What to do
Below are records; repeat them all exactly.

Provided records
+ + + + + + +

PR #277, opened 2022-08-26
Relayout Bottom Toolbar

Noordfrees:
image

It now shows the park rating, and those widgets are clickable to bring up the respective window. Also contains a commit that fixes a crash related to message pluralization – bugs always seem to be discovered directly after the feature that adds them is merged ;)


src/park_management_gui.cpp
```diff
@@ -41,6 +41,7 @@ class ParkManagementGui : public GuiWindow {
  * @ingroup gui_group
  */
 enum ParkManagementWidgets {
+	/* The tabbutton constants must be in sync with #ParkManagementGuiTabs. */
```
Alberth289346: If you add such comments in the doxygen text above, it becomes visible in the documentation as well. Also, stuff like "#ParkManagementGuiTabs" make more sense then.

Not sure if you did that, but add such a note in ParkManagementGuiTabs as well pointing to here.

Of course if you really want to be sure it should be enforced or checked, but that may be a bit too much here.

src/toolbar_gui.cpp
```diff
@@ -358,10 +364,18 @@ Point32 BottomToolbarWindow::OnInitialPosition()
 	return pt;
 }
 
+void BottomToolbarWindow::SetTooltipStringParameters(BaseWidget *tooltip_widget) const
```
Alberth289346, line 367: misses documentation

Alberth289346: Hmm, maybe it's documented in a base class. Not too awake currently :(

src/toolbar_gui.cpp
```diff
@@ -381,14 +395,37 @@ void BottomToolbarWindow::SetWidgetStringParameters(WidgetNumber wid_num) const
...
-	BaseWidget *w = this->GetWidget<BaseWidget>(wid_num);
-	if (pos.x < w->pos.width - w->pos.height) {
-		_inbox.DismissDisplayMessage();
-	} else {
-		_inbox.display_message->OnClick();
+		default:
+			break;
 	}
+
+	return GuiWindow::OnClick(wid_num, pos);
```
Alberth289346: Euhm, why do you return a value when line 396 says "void"?

Alberth289346:
Looks nothing major, so please fix and merge, unless you think I need to check again.

Noordfrees:
Thanks :)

+ + + + + + +

Task response
PR #277, opened 2022-08-26
Relayout Bottom Toolbar

Noordfrees:
image

It now shows the park rating, and those widgets are clickable to bring up the respective window. Also contains a commit that fixes a crash related to message pluralization – bugs always seem to be discovered directly after the feature that adds them is merged ;)


src/park_management_gui.cpp
```diff
@@ -41,6 +41,7 @@ class ParkManagementGui : public GuiWindow {
  * @ingroup gui_group
  */
 enum ParkManagementWidgets {
+	/* The tabbutton constants must be in sync with #ParkManagementGuiTabs. */
```
Alberth289346: If you add such comments in the doxygen text above, it becomes visible in the documentation as well. Also, stuff like "#ParkManagementGuiTabs" make more sense then.

Not sure if you did that, but add such a note in ParkManagementGuiTabs as well pointing to here.

Of course if you really want to be sure it should be enforced or checked, but that may be a bit too much here.

src/toolbar_gui.cpp
```diff
@@ -358,10 +364,18 @@ Point32 BottomToolbarWindow::OnInitialPosition()
 	return pt;
 }
 
+void BottomToolbarWindow::SetTooltipStringParameters(BaseWidget *tooltip_widget) const
```
Alberth289346, line 367: misses documentation

Alberth289346: Hmm, maybe it's documented in a base class. Not too awake currently :(

src/toolbar_gui.cpp
```diff
@@ -381,14 +395,37 @@ void BottomToolbarWindow::SetWidgetStringParameters(WidgetNumber wid_num) const
...
-	BaseWidget *w = this->GetWidget<BaseWidget>(wid_num);
-	if (pos.x < w->pos.width - w->pos.height) {
-		_inbox.DismissDisplayMessage();
-	} else {
-		_inbox.display_message->OnClick();
+		default:
+			break;
 	}
+
+	return GuiWindow::OnClick(wid_num, pos);
```
Alberth289346: Euhm, why do you return a value when line 396 says "void"?

Alberth289346:
Looks nothing major, so please fix and merge, unless you think I need to check again.

Noordfrees:
Thanks :)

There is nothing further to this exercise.